Wed 6/17 | Edition #351 | 7 Product Launch Emails That Actually Drive Sales (And What Makes Them Work)

The brands winning retention in 2026 aren’t guessing. They’re reacting to behavior in real time.

Still digging through screenshots for email inspiration? We put 75+ proven emails, 130+ opt-ins, and 50 campaigns in one Vault. → Access the vault

There are only so many ways to announce a new product.

The challenge isn't launching something new. It's getting people to stop scrolling long enough to care about it.

Some brands create anticipation. Others lean on exclusivity, community, or social proof. The best ones know exactly what story they're telling before they ever ask for the sale.

This morning, we're breaking down seven product launch emails from brands like Native, Krave Beauty, and Bombas to see what made them work; and what you can borrow for your next launch.

Also inside:

→ How many hours a month do marketers waste moving the same asset between tools?
→ The quick take: The 3 emails most brands under-send (but drive the most revenue)
Your best performing email is the wrong email for most of your list.
→ Everlane's Founder gets revenge, Prime Day 2026 + the new retention channel brands are killing it on

How many hours a month do marketers waste moving the same asset between tools?

You make something in Canva, export it, upload it into your ESP, then realize the file needs one more tweak and the whole annoying loop starts again.

Omnisend’s June updates cut down on exactly that kind of busywork.
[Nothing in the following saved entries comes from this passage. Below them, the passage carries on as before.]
PR #182, opened 2020-06-13
Increase modal view to remove overflowing errors.

shubhamgupta2956:
I have tested for many cases and this size of modal seems to be most appropriate for any type of errors.

Current modal view:-
2020-06-13_17-09-24-1920x1080

New modal view:-
2020-06-13_17-08-44-1920x1080

PS- Since the CSS properties of this modal are coming from bootstrap, I had to use inline CSS for it. 

Signed-off-by: shubhamgupta2956 <shubham.gupta2956@gmail.com>

### DIFF
--- a/src/app/templates/app/modal.html
+++ b/src/app/templates/app/modal.html
@@ -1,6 +1,6 @@
 <!-- Modal -->
 <div id="myModal" class="modal fade" role="dialog">
-  <div class="modal-dialog">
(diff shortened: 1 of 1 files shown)


shubhamgupta2956:
@rtgdk please review.

rtgdk:
@shubhamgupta2956 LGTM.

PR #185, opened 2020-06-14
Add reset button to submit new license and namespace section

Ugtan:
Added a reset button to reset the form in the submit license new request and submit namespace section.

### DIFF
--- a/src/app/templates/app/submit_new_license.html
+++ b/src/app/templates/app/submit_new_license.html
@@ -159,7 +159,7 @@
       </div>
     </div>
     <hr>
-		<input type="hidden" id="cfileformat" name="submit" value="">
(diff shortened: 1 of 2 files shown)


rtgdk:
@Ugtan Changes look fine.
@goneall Do we need this reset functionality in the form? From UX perspective, reset buttons can be dangerous and if pressed by mistake can't be undone -- all your work is gone!. Even `Cmd+Z(Ctrl+Z)` does not work after reset, it works in usual interactions with the form.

→ Canva integration brings designs straight into your Omnisend image library
→ Reports AI answers performance questions using your actual account data
→ Mobile form editing lets you fix simple issues without opening your laptop
→ Dark mode is finally here for anyone staring at dashboards all day

A bunch of updates built around the small stuff that slows marketers down every week.

*Sponsored

👌 The quick take: The 3 emails most brands under-send (but drive the most revenue)

Everyone wants another campaign idea...

Meanwhile, these three emails are sitting there waiting to make you more money.

7 Product Launch Emails That Actually Drive Sales (And What Makes Them Work)

Product launches are high-stakes. You've invested in development, production, and inventory. Now you need people to actually buy it.

The difference between a launch that flops and one that drives real revenue often comes down to the email. Not just what you say, but how you frame it, what you show, and how you make people feel about it.

Here are seven product launch emails that got it right, and what you can steal from them.

1. Native Toothpaste: Lead with the product, not the discount

What's working:

  • Bold hero image showing all four new flavors with product photography

  • "New Flavors to Smile About" headline is benefit-focused, not generic

  • Clean visual hierarchy (product first, offer second)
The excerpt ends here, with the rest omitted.